INSTRUCTIONS FOR THE TASK ->
Take the lines from the beginning of the data below through the line holding "--- a/plugins/Morpheus/javascripts/ajaxHelper.js" and return exactly those.

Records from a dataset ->

PR #13512, opened 2018-09-30
Ensure segment param is used from url if no hash available

sgiehl:
When viewing widgets in widgetize mode, all parameters are directly contained in the query string instead of the hash. When appending a segment to the query string it wasn't automatically added to ongoing ajax request.

### DIFF
--- a/plugins/Morpheus/javascripts/ajaxHelper.js
+++ b/plugins/Morpheus/javascripts/ajaxHelper.js
@@ -529,10 +529,16 @@ function ajaxHelper() {
      */
     this._mixinDefaultGetParams = function (params) {
 
+        if (window.location.hash) {
+            var segment = broadcast.getValueFromHash('segment', window.location.href.split('#')[1]);
+        } else {
+            var segment = broadcast.getValueFromUrl('segment');
+        }
+
         var defaultParams = {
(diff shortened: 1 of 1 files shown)


plugins/Morpheus/javascripts/ajaxHelper.js
```diff
@@ -529,10 +529,16 @@ function ajaxHelper() {
      */
     this._mixinDefaultGetParams = function (params) {
 
+        if (window.location.hash) {
```
diosmosis: If the hash isn't a valid query string (or has no segment), should we default to the segment in the URL?

sgiehl: thought about it. but wasn't sure about any side effects. e.g. opening the dashboard with having a segment in the query string and in the hash. If it would be removed from the hash it would still load the one in query string which might not be correct/wanted

diosmosis: Hmm, not sure about that. Thought this was how it worked for other query params (like date/period), but maybe not... cc @mattab

sgiehl: Don't think the segment of the query string should be used if the one from the hash gets removed (be choosing no segment in UI)

PR #14962, opened 2019-10-06
Remove JSON2 from Admin UI

tsteur:
All browsers that we support should have JSON support. The file was added > 7 years ago when not all browsers had it yet.


tsteur:
Test failures don't seem related to this

PR #10024, opened 2016-04-08
Live API when a Segment is used: Select 10 times more rows so that resultset after grouping is more likely to contain enough rows

mattab:
refs https://github.com/piwik/piwik/issues/9200

If the build passes, this may be worth to merge to help with #9200

PR #14963, opened 2019-10-07
Fix mismatched visitors (Overview / Visitor Log) when segment is applied

### LINKED ISSUE #13861: Mismatched visitors (Overview / Visitor Log) when segment is applied
I have created a basic segment to show this unexpected behavior.

When I apply the segment as shown in above image, I expect to see 5 visits in Visitor Log. But, when the segment is applied, there are only 3 visitors in Visitor Log as shown in the image below.

I have observed this behavior in more complex segments, but I can reproduce it in basic segments when I use the options Action URL or Page URL.

I'm doing something wrong or this is really a bug!? I'm using Matomo 3.7.0, but this occurs in release 3.5.1 too.

Best regards.

tsteur:
fix https://github.com/matomo-org/matomo/issues/13861 

also refs https://github.com/matomo-org/matomo/issues/9200 and now we no longer need workaround in https://github.com/matomo-org/matomo/pull/10024

Tried various different solutions until I realised we can simplify this actually all quite a lot by no longer using any subselects at all and likely also making regular visitor logs without segment a bit faster with some logic I added recently.

Now we basically have no more subqueries in the visitor log (similar to archiving yay). Instead we apply the group by, order, and limit directly. More on this in the comments...

You can see in the tests how this simplifies queries. When segments were applied we had before 3 subqueries (or one query with 2 nested inner queries), and when no segment was applied we had 2 subqueries. Now there's always only one query. It also removes a group by when no segment is applied.


core/Segment.php
```diff
@@ -368,8 +370,23 @@ public function getSelectQuery($select, $from, $where = false, $bind = array(),
             $limitAndOffset = (int) $offset . ', ' . (int) $limit;
         }
 
-        return $this->segmentQueryBuilder->getSelectQueryString($segmentExpression, $select, $from, $where, $bind,
-            $groupBy, $orderBy, $limitAndOffset);
+        try {
+            if ($forceGroupBy && $groupBy) {
+                $this->segmentQueryBuilder->forceInnerGroupBySubselect(LogQueryBuilder::FORCE_INNER_GROUP_BY_NO_SUBSELECT);
```
tsteur: this was a feature I added recently... as we're using a `group by idvisit` we basically don't ever need to use a subselect...

plugins/Live/Model.php
```diff
@@ -469,25 +469,27 @@ public function makeLogVisitsQueryString($idSite, $startDate, $endDate, $segment
...
         }
 
-        $orderBy .= "visit_last_action_time " . $filterSortOrder;
-        $orderByParent = "sub.visit_last_action_time " . $filterSortOrder;
+        $orderBy .= "log_visit.visit_last_action_time " . $filterSortOrder;
 
-        // this $innerLimit is a workaround (see https://github.com/piwik/piwik/issues/9200#issuecomment-183641293)
-        $innerLimit = $limit;
-        if (!$segment->isEmpty()) {
-            $innerLimit = $limit * 10;
```
tsteur: we no longer need that workaround since things should work correctly now

plugins/Live/Model.php
```diff
@@ -496,21 +498,15 @@ public function makeLogVisitsQueryString($idSite, $startDate, $endDate, $segment
             // for now let's not apply when looking for a specific visitor
             $maxExecutionTimeHint = '';
         }
-
-        // Group by idvisit so that a given visit appears only once, useful when for example:
-        // 1) when a visitor converts 2 goals
-        // 2) when an Action Segment is used, the inner query will return one row per action, but we want one row per visit
-        $sql = "
```
tsteur: This subquery was actually never needed when no segment was applied yet we had it there... and instead of having the group by in the outer query, we now have only one query and the group by applied there.

plugins/Live/tests/Integration/ModelTest.php
```diff
@@ -197,20 +197,13 @@ public function test_makeLogVisitsQueryString()
                 $minTimestamp = false,
                 $filterSortOrder = false
         );
-        $expectedSql = ' SELECT  sub.* FROM
-                (
-                    SELECT log_visit.*
+        $expectedSql = ' SELECT log_visit.*
```
tsteur: that's how it simplifies the queries when no segment is applied. No more subquery, and we don't even need a group by anymore.

plugins/Live/tests/Integration/ModelTest.php
```diff
@@ -319,29 +298,18 @@ public function test_makeLogVisitsQueryString_whenSegment()
...
-                        ORDER BY idsite DESC, visit_last_action_time DESC
-                        LIMIT 10, 1000
-                        ) AS log_inner
-                    ORDER BY idsite DESC, visit_last_action_time DESC
-                 ) AS sub
-                 GROUP BY sub.idvisit
-                 ORDER BY sub.visit_last_action_time DESC
-                 LIMIT 100
-        ';
+        $expectedSql = ' SELECT log_visit.*
```
tsteur: Here you can see how it simplifies those 3 queries into one.

plugins/Live/tests/System/ApiTest.php
```diff
@@ -78,6 +78,19 @@ public function getApiForTesting()
             )
         );
 
+        $apiToTest[] = array(array('Live.getLastVisitsDetails'),
```
tsteur: added this test to ensure it works besides the already existing tests that generates the SQL where we can see in the SQL query that it will now work

tsteur:
@sgiehl or @mattab if someone could have a review that be great? @mattab be good you can confirm it should be fine from a performance perspective. From what I see it should be fine... or there is at least no other way to have segmenting fully work with the visitor log. In regards to your comment in https://github.com/matomo-org/matomo/issues/13861#issuecomment-457159967 we basically only added this to the visitor log and only when segmenting. Considering we remove a few subselects it might not even be any slower or even faster?

mattab:
From performance perspective it should be fine :+1: 
Haven't reviewed the exact code in detail, but overall the SQL change looks great and I can't think of a way this could create a problem.

PR #14975, opened 2019-10-08
Allow noreply email address/from to be set in admin panel

### LINKED ISSUE #12426: Mail from must equal authorized user

katebutler:
Fixes #12426


tsteur:
@katebutler it's not working for me. I think the problem is that you're trying to set a config value directly which doesn't work

>  Config::getInstance()->General['noreply_email_name'] =  Common::unsanitizeInputValue(Common::getRequestVar('mailFromName', ''));

instead something like this:
```php
$general = Config::getInstance()->General
$general['noreply_email_name'] = Common::unsanitizeInputValue(Common::getRequestVar('mailFromName', ''));
...
Config::getInstance()->General = $general;

```

tsteur:
fyi @katebutler merging now... works now... made a minor tweak that when no address is configured it will use the default value as otherwise sending mails likely fails and making sure to validate the configured address that it looks like an email etc.

PR #14979, opened 2019-10-09
Avoid warning headers already sent when setting session cache limiter

tsteur:
Not sure this could be causing any issues?

### DIFF
--- a/core/bootstrap.php
+++ b/core/bootstrap.php
@@ -29,7 +29,7 @@ if (!defined('PIWIK_VENDOR_PATH')) {
 // NOTE: the code above must be PHP 4 compatible
 require_once PIWIK_INCLUDE_PATH . '/core/testMinimumPhpVersion.php';
 
-if (session_status() !== PHP_SESSION_ACTIVE) {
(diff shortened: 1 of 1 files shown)


tsteur:
@sgiehl or @mattab any thoughts on this? Was reading https://www.php.net/manual/en/function.session-cache-limiter.php

I understand it won't send eg the `Cache-Control: no-store, no-cache, must-revalidate, post-check=0, pre-check=0 .... Pragma: no-cache ...` if headers were already sent. We don't really want this, but when this happens, we can't change things anymore anyway. The default is `nocache`  see https://www.php.net/manual/en/session.configuration.php#ini.session.cache-limiter so it should all be fine even if we can't set it specifically. It would only be an issue if the script is eg embedded in WP-Matomo.

mattab:
Code change looks fine. just checked and this code is from 11 years ago so maybe the default changed and now it's not that important :watch: https://github.com/matomo-org/matomo/commit/23ad6dfa4e9413ee0fdb571bf8c69efe75ec5265

PR #14989, opened 2019-10-10
Disable update of some resources when auto update is disabled

tsteur:
When auto update is disabled, we probably also don't want to update these resources from GitHub.

If needed I can also introduce a new config setting but reckon auto update also kind of falls into this category maybe? Can also create a new config setting...  If so, any thoughts on the wording?

### DIFF
--- a/plugins/CoreAdminHome/Tasks.php
+++ b/plugins/CoreAdminHome/Tasks.php
@@ -74,7 +74,7 @@ class Tasks extends \Piwik\Plugin\Tasks
         $this->daily('cleanupTrackingFailures', null, self::LOWEST_PRIORITY);
         $this->weekly('notifyTrackingFailures', null, self::LOWEST_PRIORITY);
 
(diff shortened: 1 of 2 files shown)


sgiehl:
Not sure if we should put that into a new config setting. If not we should at least mention it somewhere in the config file and maybe in an FAQ or similar so it's well documented

tsteur:
@mattab any thoughts?

mattab:
I have no strong preference so could merge. As Stefan said we would just need to update faqs and the INI setting doc to clarify.

tsteur:
I was just adding documentation for it and was looking up some things when I noticed it would actually cause a regression as we would always use outdated lists... as soon as an entry is stored in the DB, it would always use the entry from the DB and not the file anymore. So if someone adds `enable_auto_update` or adds `internet features disabled` then those users end up always having an outdated list and I would regress this for users who have already disabled enable_auto_update. I'll hook into scheduled tasks instead.

PR #14992, opened 2019-10-11
Remove not needed angular mocks library from release

tsteur:
It seems this is only needed for tests but we actually exclude the tests from the release so we can also exclude this in the package.

### DIFF
--- a/.gitattributes
+++ b/.gitattributes
@@ -56,3 +56,4 @@ tests/ export-ignore
 .scrutinizer.yml export-ignore
 .travis.yml export-ignore
 PULL_REQUEST_TEMPLATE export-ignore
+/libs/bower_components/angular-mocks export-ignore


.gitattributes
```diff
@@ -56,3 +56,4 @@ tests/ export-ignore
 .scrutinizer.yml export-ignore
 .travis.yml export-ignore
 PULL_REQUEST_TEMPLATE export-ignore
+/libs/bower_components/angular-mocks export-ignore
```
sgiehl: Is this lib required for development or why don't we remove it completely then?

tsteur: @sgiehl it seems to actually be required in some JS tests for dev. So it would just not be needed in the release.

sgiehl: ah ok

sgiehl (approved):

PR #15015, opened 2019-10-16
Fix some sparkline issue fatal errors

tsteur:
Failed for me locally when switching metric in evolution graph

### DIFF
--- a/core/Visualization/Sparkline.php
+++ b/core/Visualization/Sparkline.php
@@ -62,7 +62,7 @@ class Sparkline implements ViewInterface
         $thousandSeparator = Piwik::translate('Intl_NumberSymbolGroup');
         $decimalSeparator = Piwik::translate('Intl_NumberSymbolDecimal');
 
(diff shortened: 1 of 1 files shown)


tsteur:
@mattab now some tests are failing see https://builds-artifacts.matomo.org/matomo-org/matomo/3.x-dev/36568/

What are those points actually meaning in the sparklines?

mattab:
The changes are not expected, there shouldn't be any change in the sparkline in non-comparison mode :thinking:  eg. this one https://builds-artifacts.matomo.org/matomo-org/matomo/3.x-dev/36568/SingleMetricView_goal_metric.png or this one https://builds-artifacts.matomo.org/matomo-org/matomo/3.x-dev/36568/Comparison_visitors_overview_no_compare.png 


* Red point represents the min value,
* green point the max value,
* Blue point the last value

tsteur:
Got some more errors... just realised vendor was out of date :(

PR #15016, opened 2019-10-16
Fix build failures

katebutler:


plugins/Referrers/tests/System/ApiTest.php
```diff
@@ -63,7 +63,7 @@ public function getApiForTesting()
                 'date' => '2010-01-01',
                 'periods' => 'year',
                 'testSuffix' => 'phpSerialized',
-                'format' => 'original',
+                'format' => 'php',
```
tsteur: @katebutler as discussed we probably need to adjust instead the original handler to respect `hideIdSubDatatable`. The test was added to ensure when the dataTable object is serialized that no random information is being added see https://github.com/matomo-org/matomo/commit/46ed8c2eef4990688c1188b31bc8d8229087daab  . But now an array is serialized and the actual logic is no longer tested. If possible be good to still use `original` and also add a comment that this test is testing the serialized DataTable

plugins/API/Renderer/Original.php
```diff
@@ -100,8 +100,20 @@ private function serializeIfNeeded($response)
...
+                $response = $this->removeIdSubDataTables($response);
+            }
+            return $response;
         }
         return $response;
     }
+
+    public function removeIdSubDataTables($response)
+    {
+        $response = preg_replace('/"subtableId";i:[\d]+;/', '', $response);
```
tsteur: @katebutler to possibly avoid regexes would it be better to do something similar as in PHP renderer where we iterate over all rows and then call in this case `$row->removeSubtable()` like

```php
foreach ($table->getRows() as $row) {
 if ($this->hide...) {   $row->removeSubtable(); }
}
```

haven't tested but could work

PR #15022, opened 2019-10-19
Update README.md

pratik07101999:


Findus23:
Copying text from other peoples websites (https://www.g2.com/products/matomo-formerly-piwik/competitors/alternatives) isn't really a meaningful contribution to the README

PR #15026, opened 2019-10-20
Use thousands separator in single metric view

### LINKED ISSUE #14945: In Comparison mode, numbers are not formatted (thousands separator)
See following screenshots where in Comparison mode, numbers next to Sparklines are not formatted (missing thousands separator). Be great to use the same code as when displaying standard sparklines.

Screenshot from 2019-10-03 16-50-50
Screenshot from 2019-10-03 16-50-34
Screenshot from 2019-10-03 16-49-53

katebutler:
Fixes #14945

### DIFF
--- a/plugins/CoreVisualizations/angularjs/single-metric-view/single-metric-view.component.html
+++ b/plugins/CoreVisualizations/angularjs/single-metric-view/single-metric-view.component.html
@@ -6,7 +6,7 @@
     </piwik-sparkline>
     <div class="metric-value">
         <span title="{{ $ctrl.metricDocumentation }}">
-            <strong>{{ $ctrl.metricValue }}</strong> {{ ($ctrl.metricTranslation || '').toLowerCase() }}
+            <strong>{{ $ctrl.metricValue.toLocaleString() }}</strong> {{ ($ctrl.metricTranslation || '').toLowerCase() }}
         </span>
         <span class="metricEvolution"
               ng-if="$ctrl.pastValue !== null"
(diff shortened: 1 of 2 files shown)


tsteur:
@katebutler not sure if this only fixes the issue for the generic single widget or for all reports? In this case @mattab meant for example the Acquisitions => Overview report. 

In 3.11 this was formatted, eg 
image
and in 3.12 this is not the case anymore
image

The solution for this specific widget seems to work but we usually format metrics server side to have consistent formatting everywhere depending on the chosen language / locale AFAIK. Wonder if somewhere maybe some `format_metrics: 'all'` or similar is missing for example or if there is some other issue.

tsteur:
BTW also possible for example that the `|number` filter in a sparkline visualisation template is missing.

katebutler:
Have found and fixed the Twig macro that was outputting the raw numbers on Acquisitions => Overview.
Regarding the single metric view, I've looked into the API calls that it makes and it fetches the metrics both with `format_metrics=all` and with `format_metrics=0`.  In both responses the integer values are unformatted.  `format_metrics=all` calls `$metric->format($value)` for the processed metrics only, and also does currency formatting for other metrics if the column name contains "revenue".

KarthikRaja1388:
@tsteur This issue seems to be happening. Customer is using 3.13.6 and this happens when the language is set to Deutsche

image

tsteur:
@KarthikRaja1388 this seems to only apply here to single metric view and not to a regular report. Can you create an  issue with steps on how to reproduce it? Be good to check if this applies to any Matomo report or only custom reports. If it's only custom reports then we'd create an internal issue.

PR #15028, opened 2019-10-21
Fix possible error in rowevolution for reports with fixed view types

sgiehl:
When a report has a fixed view type (by implementing `alwaysUseDefaultViewDataTable`) the row evolution popover might throw an error as it tries to render this default view type instead of the rowevolution graph.

fixes DEV-81


tsteur:
restarted the UI build https://travis-ci.org/matomo-org/matomo/jobs/600589983 hoping it runs through in time ...

tsteur:
Restarting the job again as it didn't finish in time... most tests succeeded though from the ones that finished.

PR #16970, opened 2020-12-17
Use correct tracker filename in privacy settings

### LINKED ISSUE #16953: Privacy manager JS tracker writable check uses wrong file
See https://github.com/matomo-org/matomo/blob/4.0.5/plugins/PrivacyManager/Controller.php#L189 where it uses hard coded the path to `/matomo.js`. However, the path may be changed through DI like this:

```

    'Piwik\Plugins\CustomJsTracker\TrackerUpdater' => DI\decorate(function ($previous) {
        $to = PIWIK_DOCUMENT_ROOT . '/';
        $to .= \Piwik\SettingsPiwik::rewriteMiscUserPathWithInstanceId('misc/user/');
        $to .= 'matomo.js';

        $previous->setToFile($to);

        return $previous;
    }),
```

To get the correct path it might be better to use something like 

```
StaticContainer::get('Piwik\Plugins\CustomJsTracker\TrackerUpdater')->getToFile()->getPath();
```

sgiehl:
### Description:

fixes #16953

### Review

* [ ] Functional review done
* [ ] Code review done

### DIFF
--- a/plugins/PrivacyManager/Controller.php
+++ b/plugins/PrivacyManager/Controller.php
@@ -19,6 +19,7 @@ use Piwik\Nonce;
 use Piwik\Notification;
 use Piwik\Option;
 use Piwik\Piwik;
+use Piwik\Plugin\Manager;
 use Piwik\Plugins\CustomJsTracker\File;
 use Piwik\Plugins\LanguagesManager\LanguagesManager;
 use Piwik\Scheduler\Scheduler;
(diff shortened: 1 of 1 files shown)


plugins/PrivacyManager/Controller.php
```diff
@@ -187,8 +188,14 @@ public function privacySettings()
         if (Piwik::hasUserSuperUserAccess()) {
             $jsCodeGenerator = new TrackerCodeGenerator();
             $file = new File(PIWIK_DOCUMENT_ROOT . '/' . $jsCodeGenerator->getJsTrackerEndpoint());
+            $filename = $jsCodeGenerator->getJsTrackerEndpoint();
 
-            $view->trackerFileName = $jsCodeGenerator->getJsTrackerEndpoint();
+            if (Manager::getInstance()->isPluginActivated('CustomJsTracker')) {
+                $file = StaticContainer::get('Piwik\Plugins\CustomJsTracker\TrackerUpdater')->getToFile();
```
tsteur, line 194: just seeing we should probably in https://github.com/matomo-org/matomo/blob/4.1.0-b1/plugins/CustomJsTracker/TrackerUpdater.php#L52  call `$jsCodeGenerator->getJsTrackerEndpoint()` as well to get the correct endpoint for historical instances. It would now check for `matomo.js` being writable when many maybe use still `piwik.js`. `TrackerUpdater` itself wouldn't need this change as it tries to update both files anyway. But might be useful here (maybe also in the system check where we check if the tracker file is writable). 

But then there are likely also systems by now where Matomo would check for `piwik.js` but they now use `matomo.js` 😕  I suppose we can also just leave it as it is and assume that if one of them is writable that both are. It might be making more sense to check for `matomo.js`. Old systems who have `piwik.js` writable but not `matomo.js` would then get notified basically that the file will need write permission. 

So all good we don't need to change anything just wanted to put my thinking in writing to figure things out :)

tsteur:
worked for me. A downside was that it said "matomo.js" is not writable when it should have maybe said eg `misc/user/foo/matomo.js` is not writable but then we might also not want to disclose this path + it's an edge case that someone overwrites the path like this (which is basically only us) so all good.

RESPONSE BOX ->
PR #13512, opened 2018-09-30
Ensure segment param is used from url if no hash available

sgiehl:
When viewing widgets in widgetize mode, all parameters are directly contained in the query string instead of the hash. When appending a segment to the query string it wasn't automatically added to ongoing ajax request.

### DIFF
--- a/plugins/Morpheus/javascripts/ajaxHelper.js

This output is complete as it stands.